The scalable Gaussian Process Classifier model using Stochastic Variantional inference was first introduced by J. Hensman, et al. in the paper [Scalable Variational Gaussian Process Classifier](https://arxiv.org/pdf/1411.2005.pdf).

## Preliminaries

Related topics to the proposed SVGPC model in the original papers are **Guanssian Process Classification** and **Sparse Gaussian Processes for Regression**. As mentioned in the paper introduction, although sharing some common addresses, the two area seldomly overlap.
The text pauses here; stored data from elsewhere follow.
PR #909, opened 2025-01-09
Fix use of `session_id` in `collect_data`

### LINKED ISSUE #908: Session-wise processing is not actually session-wise
## Summary

In a multi-session dataset, running QSIPrep with `--subject-anatomical-reference sessionwise` does not correctly filter the dataset, resulting in duplicate processing and non-session-specifc outputs 

## Additional details

- QSIPrep version: 1.0.0rc2.dev12+g716aac4.d20241211
- Apptainer version: 1.3.2.-1.el7

Session-wise processing of a multi-session dataset.

I expected `ses-01` to be processed with only the T1w, DWI, and reverse phase EPI from `ses-01` and like for `ses-02` to only process files from that session.

### What actually happened?
Within the work directory, two top level folders were created, as expected `sub-001_ses-01_wf` and `sub-001_ses-02_wf`.

Several things happened that were not as expected. `sub-001_ses-01_wf` will be used as the exemplar but it is identically applicable to the other top level workflow folder.
1. Instead of only processing the `ses-01` T1w image, the unbiased reference work flow was run, such that what should have been the session-specific preprocessed image was instead an unbiased average image of multiple sessions.
2. The DWI files from both `ses-01` and `ses-02` were processed in parallel without merging, whereas this workflow should only have processed `ses-01` while `ses-02` was processed in `sub-001_ses-02_wf`. This has the effect of duplicating all of the processing steps.

The output DWI files appeared to be correct (correct file names, no duplication or sessions in unexpected locations), but it wasn't clear which files were ultimately being written from the workflows to the output.

Including a `bids-filter-file` to limit session selection along with specifying `--session-id` appears to correct this. Only specifying `--session-id` replicates this behavior but only generates the specified top-level workflow. Thus if `--session-id 01` is passed, then all of the issues are still present but `sub-001_ses-02_wf` was not created. 

## Reproducing the bug

Initial call:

### Gaussian Process Classification

First, let's consider the simplest case - binary classification. If denote the binary class labels by $\mathbf{y}=\left\{y_n\right\}_{n=1}^N$, and then collect the input data into a design matrix $\mathbf{X}=\left\{\mathbf{x}_n\right\}_{n=1}^N$. The covariance matrix is evaluated at all pairs of input vectors, and arrive at a zero-mean prior for the values of the GP function at the input points $p(\mathbf{f})=\mathcal{N}(\mathbf{f}\mid\mathbf{0},\mathbf{K}_{nn})$.

To perform binary classfication on the Gaussian prior, we **squash** the prior using a *sigmoidal inverse link function* $\phi(x)=\int\limits_{-\infty}^x\mathcal{N}(a\mid 0, 1)da$, and a Bernoulli likelihood $\mathscr{B}(y_n\mid\phi(f_n))=\phi(f_n)^{y_n}\left(1-\phi(f_n)\right)^{1-y_n}$ to condition the data on the transformed function values. Following the assumption that **data are independent identical distributed (i.i.d)**, we have the joint distribution given by
$$
    p(\mathbf{y},\mathbf{f})=\prod\limits_{n=1}^N\mathcal{B}(y_n\mid\phi(f_n))\mathcal{N}(\mathbf{f}\mid\mathbf{0},\mathbf{K}_{nn}).
$$

As a result, the problem will now be to learn the posterior over the function values given by $p(\mathbf{f}\mid\mathbf{y})$. The challenge is that the matrix inverse computation here often requires $\mathscr{O}(N^3)$ computation for a dataset of size $N$.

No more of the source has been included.